No Apple And That's Good For This Tech ETF

It is only mild hyperbole to say that nearly everyone with a television or Internet access, at least those in the U.S., know by now that shares of Apple (NASDAQ:AAPL) are being taken to the woodshed today. The iPad maker, once a $700+ stock, is down 11.7 percent and trading below $454 as of this writing.

As has been duly noted, Apple's tumbles impact those ETFs with large allocations to the stock. For example, the iShares Dow Jones U.S. Technology Sector Index Fund (NYSE:IYW), which allocates almost 20 percent of its weight to Apple, is off 2.2 percent today.

The PowerShares QQQ (NASDAQ:QQQ) is lower by 1.4 percent while the Technology Select SPDR (NYSE:XLK) is lower by 1.7 percent. Those funds devote 15.2 percent and 16.5 percent of their respective weights to Apple.

Those slack performances do not mean that all technology sector ETFs are being dragged lower. In fact, one small tech ETF has been on a tear lately, benefiting in part from the fact that it offers no exposure to Apple at all. That ETF is the PowerShares NASDAQ Internet Portfolio (NASDAQ:PNQI).
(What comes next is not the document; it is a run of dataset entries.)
PR #8601, opened 2026-07-13
fix(version): improve file extension detection based on content type

### LINKED ISSUE #8172: Ensure Content Download honors Content MIME-TYPE and it's file extension
## Description

**Registry Version**: >= 3.2
**Persistence type**: *

Artifact Content Download of an OpenAPI when YAML is selected, downloads a OpenAPI with valid YAML content but filename is always .json

I'm expecting that dependent on selected content type, the downloaded file has the right file extension.

JSON: ".json"
YAML: ".yaml"
XML: ".xml"
...

kartikangiras:
## Description

The artifact content download on the version page always used .json as the file extension, even when the content was YAML or a different format. This happened because the extension was derived solely from the artifact type, which defaults to json for types like OpenAPI, AsyncAPI, JSON Schema, and Avro, all of which can be stored in either JSON or YAML format.

This fix uses the existing detectContentType utility to inspect the actual content string and determine the correct file extension at download time.
## Changes:
- Added fileExtensionForContentType() helper in content.utils.ts so maps content type strings to file extensions (e.g., application/x-yaml → yaml, application/json → json, application/xml → xml, etc.)
- Refactored fileExtensionForDraft() to reuse the new helper
- Updated doDownloadVersion() in VersionPage.tsx to detect content type from the content string and apply the correct extension, while preserving special-case extensions for WSDL (.wsdl) and XSD (.xsd)

### Issue
fixes #8172

### DIFF
--- a/ui/ui-app/src/app/pages/version/VersionPage.tsx
+++ b/ui/ui-app/src/app/pages/version/VersionPage.tsx
@@ -25,7 +25,7 @@ import {
     MetaData,
     RootPageHeader
 } from "@app/components";
-import { ContentTypes } from "@models/ContentTypes.ts";
+import { detectContentType, fileExtensionForContentType } from "@utils/content.utils.ts";
 import { PleaseWaitModal } from "@apicurio/common-ui-components";
 import { AppNavigation, useAppNavigation } from "@services/useAppNavigation.ts";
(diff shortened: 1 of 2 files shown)


carlesarnal:
@kartikangiras please, only one pr at a time. I'm closing this until https://github.com/Apicurio/apicurio-registry/pull/8545 is merged.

Home to just $52.2 million in assets under management and average daily volume of just 11,750 shares, PNQI is one of those ETFs that AUM and volume critics love to hate. Too bad for them. PNQI is higher by nearly 1.9 percent today on volume that has already eclipsed the daily average. A new 52-week high has been touched along the way.

Ignoring PNQI has proven costly. The ETF was highlighted as an avenue for playing high momentum Internet names such as Baidu (NASDAQ:BIDU), Google (NASDAQ:GOOG) and Amazon (NASDAQ:AMZN) in mid-September and has returned almost seven percent in that time.
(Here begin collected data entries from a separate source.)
Issue #3662, opened 2023-09-15
Apicurio registry 2.4.3 and 2.4.4 causes endless rebalance loop on Kafka


obabec:
Apicurio version: 2.4.3 and 2.4.4
Openshift version: 4.12
Kafka version: 3.4.0, 3.5.0
Persistent type: kafkasql
Convertor: SerdeAvro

Factoring in today's loss, Apple has plunged more than 28 percent over the past 90 days. That means QQQ and XLK are barely in the green over the same time. Proving its worth as a viable way to gain exposure to a basket of triple-digit Nasdaq darlings, PNQI is about 11.6 percent, including today's gain, since October 24.

Still, those that confuse an ETF's liquidity with its average daily volume are apt to shy away from PNQI. That is despite the fact that of PNQI's top-10 holdings, which combine for over 59 percent of the fund's weight, the LEAST heavily traded of those names is Equinix (NASDAQ:EQIX) with average daily turnover north of 866,000 shares per day.

It must also be noted that in 2012's 250 trading days, the midpoint of PNQI's bid/ask spread was never excessively above or below the ETF's net asset value, according to PowerShares data. Translation: The PowerShares data indicate that on not one trading day last year did the midpoint of PNQI's bid/ask spread even go beyond a 50-basis point premium to the ETF's NAV.

With Amazon, Equinix and Priceline.com (NASDAQ:PCLN), a combined 19.8 percent of PNQI's weight, due to report earnings over the next several weeks, the ETF has catalysts remaining to continue attacking new all-time highs and shed its anonymous status in the process.